Our results suggest that inequalities in SAH have existed and still do among older European citizens. We can state that the results are sensitive to the indicator used, the time period and gender. Just before the economic crisis of 2008, in 2006, the most unequal countries on average were Denmark, Ireland and Sweden for both men and women. After the crisis, in 2010, the three countries with the highest inequality on average for men are Denmark, Sweden and Italy and for women Sweden, Denmark and Slovenia. Finally, during the COVID-19 health crisis, the three countries with the highest inequality in SAH on average are Denmark, Cyprus and Croatia for both genders. This shows that the most unequal country, on average, by a large majority is Denmark (in all but one case it ranks first). However, the three countries with the lowest inequality have much greater variability by year studied.
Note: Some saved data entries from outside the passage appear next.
PR #1, opened 2021-04-22
Toolchain

bobmcwhirter:
`make svd` will pull -rs, and populate the sources/svd/ dir.
Adjusted extract-all.sh to accomodate svd2rust being a peer/sibling to -metapac above -data.


Dirbaio:
Nice! Thanks

PR #4, opened 2021-04-28
Extract SYSCFG for L4 family.

bobmcwhirter:


data/registers/syscfg_l4.yaml
```diff
@@ -0,0 +1,306 @@
...
+      bit_size: 1
+    - name: ECCL
+      description: ECC Lock
+      bit_offset: 3
+      bit_size: 1
+    - name: SPF
+      description: SRAM2 parity error flag
+      bit_offset: 8
+      bit_size: 1
+fieldset/EXTICR1:
```
Dirbaio, line 103: `EXTICRx` should be an array, like in `syscfg_f4`. This way it's consistent :)

data/registers/syscfg_l4.yaml
```diff
@@ -0,0 +1,306 @@
...
+  description: SKR
+  fields:
+    - name: KEY
+      description: SRAM2 write protection key for software erase
+      bit_offset: 0
+      bit_size: 8
+fieldset/SWPR:
+  description: SWPR
+  fields:
+    - name: P0WP
```
Dirbaio, line 179: this should be an array.

data/registers/syscfg_l4.yaml
Dirbaio: Oops the regs already are an array, didn't see that. The fieldset should be `EXTICR` without the `1` then, and the unused other ones removed then. Like the F4 :)

PR #15, opened 2021-05-07
Helper script to extract a single peripheral from a single or all boa…

bobmcwhirter:
…rds, optionally with a peri-specific transform.yaml.


Dirbaio:
Great! I was missing it too, it got deleted somehow

PR #18, opened 2021-05-07
Add SPI v1.

bobmcwhirter:
All i2s status registers removed.

Renamed block to SPI from SPI1 for v2 (missed last time).


Dirbaio (approved):
:rocket:

PR #19, opened 2021-05-08
H7 SYSCFG

thalesfragoso:
I also changed `parse.py` to hand implement `removeprefix` and `removesuffix`


Dirbaio:
Looks nice! :) 

Good call about removeprefix/removesuffix, it's nice if the script works on older pythons :)

PR #28, opened 2021-05-21
Add peri-map for i2c v3.

bobmcwhirter:


Dirbaio:
Are you sure this is correct? according to [chibi](https://docs.google.com/spreadsheets/d/1-R-AjYrMLL2_623G-AFN2A9THMf8FFMpFD4Kq-owPmI/edit#gid=0) the F7 is i2c v2, not v3

bobmcwhirter:
I'll double check. Just the H7 regexp in parse and it grabbed F7 also. Please hold.

Dirbaio:
It's possible v2/v3's regs are really identical and chibi is separating them due to some other reason (or it's simply wrong). If that's the case then this PR is correct, but we should probably name it spi_v2.

bobmcwhirter:
Okay, they are identical, aside from documentation, where the F7 (v2) variant is better.  So I've removed v3, put an F7ish one for v2, changed the peri-map and regen'd, across 3 commits.

PR #41, opened 2021-06-08
Add missing clock selection for SPI6

lulf:
According to the reference manual, SPI6 is enabled in APB4, but the APB4Freq_Value peripheral list is not including SPI6.

### DIFF
--- a/data/chips/STM32H742AG.yaml
+++ b/data/chips/STM32H742AG.yaml
@@ -1430,6 +1430,7 @@ peripherals:
   SPI6:
     address: 0x58001400
     kind: SPI:spi2s2_v1_0
+    clock: APB4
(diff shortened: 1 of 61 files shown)


Dirbaio:
Is this hand-edited? it'll get overwritten the next time it's regenerated.

lulf:
> Is this hand-edited? it'll get overwritten the next time it's regenerated.

Yup. I can hack it into parse.py to set this if its h7 family and SPI6... Problem is the cubedb xml files are not correct.

Dirbaio:
Nice! Thanks for the PR :+1:

lulf:
@Dirbaio The fix now generates the correct clock for all H7 chips, which I somehow had missed in my initial commit anyway...

PR #48, opened 2021-06-20
Add EXTI and IPCC for STM32WB55

Tiwalun:
Add EXTI  for STM32WB55, IPCC for STM32WB55 and similar.

### DIFF
--- a/data/chips/STM32WB10CC.yaml
+++ b/data/chips/STM32WB10CC.yaml
@@ -98,6 +98,7 @@ cores:
     IPCC:
       address: 0x58000c00
       kind: IPCC:v1_0
+      block: ipcc_v1/IPCC
     IWDG:
       address: 0x40003000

Referring to gender differences, in 2006 and 2010, inequality on average was higher for women than for men. In 2020, this trend is reversed, and inequality is higher for men than for women. On the other hand, comparing the growth rates from one time period to another, we see that none of them is positive, which suggests that, although inequalities in SAH still exist, the evolution is favorable because inequality values are decreasing.
Furthermore, as possible future research, socio-economic, cultural or environmental factors that positively and negatively affect individuals’ SAH could be identified and measures of inequality decomposed. The effects of public policies on health inequalities could also be assessed. In this regard, it is worth noting that in the wake of the pandemic, major international organizations are discussing how public health and social determinants could be improved across Europe. This is the case of EuroHealthNet [
24], which is looking at how countries could come together to create enabling environments for wellbeing, with equity and wellbeing as key pillars for the development and promotion of such public policies. The analysis could also be replicated for other variables characterizing population health. A special effort should be made to ensure an adequate level of health for vulnerable people, such as the elderly.